Police ignore Judge’s order , to help Latvian family escape social workers

 

This is Christopher Booker’s latest column

 

http://www.telegraph.co.uk/comment/12022882/Police-ignore-judges-order-to-help-Latvian-family-escape-British-social-workers.html

 

There is not a judgment up yet, that would allow me to give you an account of what has happened from someone who has heard both sides of the case, rather than just one side. I will keep an eye out.

 

The column does have the usual Booker hallmarks – the account provided by a single source, the cosying up to the President of the Family Division as being the only person who is trying to put things right, his habit as a ‘journalist’ of confusing making an argument with simply putting words in quotation marks to show his contempt for them,  his misunderstanding of many basic legal principles, and his unappealing habit of throwing the Judge’s first name around like confetti  – I imagine this is done to belittle them and diminish respect for them. It is a cheap shot.

 

It still surprises me, though it really shouldn’t after all this time, that when there is a Court case where the Judge actually uncovers the sort of dark dealings by social workers or a cock-up or mistake by professionals that led to children being wrongly separated from families, Booker is always silent.  Where are his columns on Al Alas Wray, on the foster carer who used racially abusive language to the mother, on the mother who wasn’t told for six months that whilst she’d been in a hospital having mental health treatment that social workers had taken the child away from the neighbours she’d left them with, on the Hampshire case from last week?

There are genuine scandals that happen in family Courts – appeal Courts showing why less senior Judges had made mistakes or had not been fair, Circuit Judges uncovering wrong-doing or errors or even conspiracies involving lying to the Court. They do happen – you’d be a fool to say that they didn’t.  And maybe those uncovered cases are the tip of the iceberg, and it is right for journalists applying the usual codes of practice that govern journalism to dig and investigate and bring them into the light. I’ve no problem at all with a journalist attacking the system and wanting to reform it. But if you were a columnist crusading for reform of the family justice system, why wouldn’t you be interested in writing about these cases where the facts absolutely demonstrate that there had been something rotten in the State of Denmark? They aren’t conspiracy theories, they are facts.

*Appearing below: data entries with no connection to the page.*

PR #576, opened 2026-04-16
feat: stack overflow safeguard for dispatch fiber

kostasrim:
This PR adds two safeguards:

- sigaltstack + SIGSEGV handler (epoll_proactor.cc): each proactor thread registers a 64KB alternate signal stack and a SA_ONSTACK | SA_SIGINFO handler. When a stack overflow triggers a fault, the handler reads the interrupted SP from ucontext_t, compares it against the active fiber's stack_bottom_, and if it has overflowed writes a clear message to stderr and aborts _ before the corrupted heap produces a misleading crash.

- InitStackBottom for the dispatcher fiber (scheduler.cc): the dispatcher was the only fiber that never called InitStackBottom, leaving stack_bottom_ null and making overflow detection impossible for it. Now it paints canaries and records its stack bounds the same way worker fibers do.

This won't catch every case _ by the time SIGSEGV fires the heap may already be partially corrupted _ but it reliably produces an actionable message instead of a 285-frame backtrace ending in for example `std::string::_M_dispose` like seen in: https://github.com/dragonflydb/dragonfly/issues/3464

## Summary by CodeRabbit

* **Bug Fixes**
  * Dispatcher initialization now sets stack canaries for its preallocated stack so runtime stack-safety checks behave consistently with worker fibers.
  * Added platform-specific signal diagnostics (Linux/FreeBSD only; disabled on macOS and when sanitizers are active) to detect and report probable fiber stack overflows.
  * Establishes a per-thread alternate signal stack and enables the overflow handler only on the primary proactor thread for reliable diagnostics.

### DIFF
--- a/util/fibers/detail/scheduler.cc
+++ b/util/fibers/detail/scheduler.cc
@@ -74,6 +74,9 @@ DispatcherImpl::DispatcherImpl(const ctx::preallocated& palloc, ctx::fixedsize_s
                                detail::Scheduler* sched) noexcept
     : FiberInterface{DISPATCH, FiberPriority::NORMAL, 0, "_dispatch"} {
   stack_size_ = palloc.sctx.size;
+  // Paint canaries before constructing the fiber context so CheckStackMargin works
+  // for the dispatcher the same way it does for worker fibers.
+  InitStackBottom(reinterpret_cast<uint8_t*>(palloc.sp) - palloc.size, palloc.size);
   entry_ = ctx::fiber(std::allocator_arg, palloc, std::move(salloc),
                       [this](ctx::fiber&& caller) { return Run(std::move(caller)); });
   scheduler_ = sched;
--- a/util/fibers/epoll_proactor.cc
+++ b/util/fibers/epoll_proactor.cc
@@ -96,7 +96,7 @@ void OnSigSegv(int sig, siginfo_t* info, void* ucontext_arg) {
   // skip the check rather than producing a false-positive fatal error.
   if (sp && stack_bottom && sp < stack_bottom) {
     const char msg[] = "POSSIBLE FIBER STACK OVERFLOW DETECTED\n";
-    write(STDERR_FILENO, msg, sizeof(msg) - 1);
+    std::ignore = write(STDERR_FILENO, msg, sizeof(msg) - 1);
   }
 
   // Restore the previous handler (e.g. Abseil's) and return. The kernel re-executes the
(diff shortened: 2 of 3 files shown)


kostasrim:
I will send a fix to the epoll socket soon. This PR will help us identify these kind of long recursions

util/fibers/detail/scheduler.cc
```diff
@@ -74,6 +74,9 @@ DispatcherImpl::DispatcherImpl(const ctx::preallocated& palloc, ctx::fixedsize_s
                                detail::Scheduler* sched) noexcept
     : FiberInterface{DISPATCH, FiberPriority::NORMAL, 0, "_dispatch"} {
   stack_size_ = palloc.sctx.size;
+  // Paint canaries before constructing the fiber context so CheckStackMargin works
```
romange, line 77: what's this "Paint canaries" ?

util/fibers/epoll_proactor.cc
```diff
@@ -46,6 +48,48 @@ namespace {
...
+    write(STDERR_FILENO, suffix, sizeof(suffix) - 1);
+    abort();
+  }
+
+  // Not a stack overflow — restore default handler and re-raise to produce a core dump.
+  signal(SIGSEGV, SIG_DFL);
+  raise(SIGSEGV);
+}
+
+void InstallSigSegvHandler() {
```
romange, line 84: frankly, I do not understand this well enough and I am hesitant to accept it.

1. it fails unit tests
2. what happens when a regular segfault happens? We are loosing our stacktrace context?

kostasrim: I am aware for (1). Will explain for (2)

kostasrim: > what happens when a regular segfault happens? We are loosing our stacktrace context?

Nope, abseil handlers should kick in which in turn should print the stack trace of the fiber that segfaulted. Based on my understanding, signals work in chains, we add some wrapper, do some work and then pass control (or exit) to the previous handler in the chain.

Writing this made me realize we do not need to abort() or fail in case we detect that the fiber stack overflowed. We can just add a WRITE() that just advertises the possibility of overflow and then crash as we normally would with the "missleading" stack trace. That way we don't break (or worry) any of the existing functionality.

Note, that even if we aborted() in the new handler we could use (or write) any tooling that can traverse the ucontext directly (since we have access to it) which might have its use cases (similar to what abseil does when we segfault and we get the stack trace)

Plz hold off the review. I will re-request when ready.

romange: please manually check these cases: check-fail, segfault, and stack-overflow - before and after the change and make sure stack-traces do not regress for  any of these cases.

kostasrim: +1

I’d welcome a column from Booker on the Hampshire case – it deserves attention, he’s a ‘journalist’, he’s angry about social work corruption and bad practice – he’s a good person to write the story.

 

Note to Ian from Forced Adoption – I am sure that you can give me and other readers chapter and verse on the background to this column. Please don’t.  I’ll read it from the Judge who heard both sides of the story rather than just one. Perhaps the Judge still got it wrong, people are only human, but I do think that hearing both sides doesn’t half give you an advantage before reaching a conclusion.

 

As ever, if I read the reported judgment and it shows that Mr Booker is factually correct in the substance of his claims, I will let you all know.  (I haven’t had to do that in four years of running the blog and checking Mr Booker’s reports of dire misdeeds against the actual judgments, but there’s always a first time).  Equally, if I think that the reported judgment shows that mistakes were made or that those involved were treated badly, I’ll say so.  I ran stories on Al Alas Wray, on the foster carer who used racially abusive language to the mother, on the section 20 abuses, on the Hampshire case where social workers lied, and sadly I think that I’ll have to run similar cases in the future. But I show the readers where my source comes from, and they are free to read that source for themselves and reach their own conclusions.